Vous êtes aimé

Publié le par Pierre-Yves

Vous êtes aimé

Votre vie vous semble insupportable, vous êtes malheureux, et vous voulez en finir. Personne ne vous a demandé votre avis, vous êtes né sans l’avoir désiré, et vous devez mener une existence misérable. Seul, isolé, vous ressentez un grand vide affectif, et vous n’avez personne qui tienne vraiment à vous.

Brimades, harcèlement moral, insultes, mépris ou humiliations, vous avez marre d’être la risée de tous. La coupe déborde, et vous êtes au bord de l’explosion.

Tourmenté, asphyxié, vous vous sentez désespérément seul et abandonné de tous.

Vous ne songez qu’à une chose, mettre un terme à cette vie misérable. La mort vous semble préférable à la vie, c’est la solution en tout cas que vous envisagez sérieusement. Vous réfléchissez au moyen d’en finir, et de laisser ce monde dans lequel vous n’êtes pas le bienvenu, et qui de votre point de vu serait meilleur sans vous.

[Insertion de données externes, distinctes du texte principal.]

PR #489, opened 2015-03-16
CCW 391: VariableFilter Interface Improvements 

### LINKED ISSUE #391: Various VariableFilter Inteface Improvements
Should only be done after #165 

- accept a single brick, not only list

- accept a list of bound applications, not only a single one

- rename `name` argument to `name_re` and introduce a new `name` which corresponds to exact matching instead of matching with a regular expressions

- add `one` keyword argument. If `one=True`, either return the found variable, or `None`, or raise an exception if several were found

mducoffe:
Fixes #391.


mducoffe:
@dwf Hi, I did not check tests for now. I wanted to know how to generate automatic documentation for the keywords I added and if the code was okay for now.

dwf:
Hey, so this is actually started from the branch you previously created and contains an old version of the #363 commit. Here's how to fix it:

```
git checkout master
git fetch upstream
git checkout -B ccw_391 upstream/master
git cherry-pick a17092c
git push --force origin ccw_391:ccw_391
```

Vous avez certainement de très bonnes raisons de vouloir en finir. Votre souffrance est réelle et je n’essaierai pas de vous dissuader du contraire. Seulement, j’aimerais juste vous parler de quelqu’un qui est en mesure de vous comprendre, quelqu’un qui a ressenti tout ce que vous pouvez ressentir aujourd’hui. Quelqu’un pour qui vous avez du prix, et qui a fait le choix de mourir pour que vous n’ayez pas à le faire aujourd’hui.

Comme un rejeton qui sort d’une terre desséchée, il n’avait ni beauté, ni éclat pour attirer les regards. Et son aspect n’avait rien pour plaire.

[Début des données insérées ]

PR #491, opened 2015-03-16
Add expression for Hessian times vector

bartvm:


bartvm:
Wondering whether anyone thinks this is useful enough to add. I always end up looking at [the Theano documentation](http://deeplearning.net/software/theano/tutorial/gradients.html#hessian-times-a-vector) when I need this, so I figured a helper function could be handy, but I don't know how many people use Hessians for 2nd order stuff?

@dwf @rizar @dmitriy-serdyuk

rizar:
I am in favour of merging it.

Méprisé et abandonné des hommes. Homme de douleur et habitué à la souffrance, semblable à celui dont on détourne le visage. Nous l’avons dédaigné, et nous n’avons fait de lui aucun cas.

Il n’était pas lui non plus le bienvenu dans un monde qui ne l’a point accepté. Il est né dans un endroit misérable, et bébé déjà, on voulait le faire mourir.

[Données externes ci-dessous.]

PR #494, opened 2015-03-17
Add unit test for PR #485 (Random brick bug)

vdumoulin:
I figured this would make a useful unit test.


vdumoulin:
@bartvm This should be very quick to review.

PR #495, opened 2015-03-17
Fix ConvolutionalLayer batch size bug

vdumoulin:
The batch size was not pushed to the `ConvolutionalLayer`'s convolution and pooling bricks.


vdumoulin:
@rizar Would you mind reviewing this? It should be relatively straightforward.

vdumoulin:
Thanks!

rizar:
I am not a guru in convolutions at all, but it looked pretty clear what you wanted to fix and how you did it. You're welcome!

Pendant toute sa vie, des gens se sont levés contre lui, et ont cherché par tous les moyens à le piéger pour pouvoir l’accuser, et le faire mourir. Malgré tout l’amour qu’il pouvait manifester autour de lui, cela n’a pas pesé dans la balance en sa faveur. Les hommes religieux l’ont accusé faussement pour le présenter devant un tribunal, et malgré son innocence, il est mort injustement.

Mais ce sont nos souffrances qu’il a portées, c’est de nos douleurs qu’il s’est chargé, et nous l’avons considéré comme puni, frappé de Dieu et humilié.

Mais il était blessé pour nos péchés, brisé pour nos iniquités. Le châtiment qui nous donne la paix est tombé sur lui, et c’est par ses meurtrissures que nous sommes guéris.

Il a pris la place du misérable, du mal aimé, du rejeté, ou encore du méprisé pour mourir sur l’infâme bois du Calvaire. Il a mis un terme à sa propre vie pour que la vôtre puisse se poursuivre jusque dans l’éternité. Car Dieu a tant aimé le monde qu’il a donné son fils unique afin que quiconque croit en lui ne périsse point mais qu’il ait la vie éternelle.

Jésus s’est identifié à nous dans la mort pour que nous puissions nous identifier à lui dans la résurrection et la vie.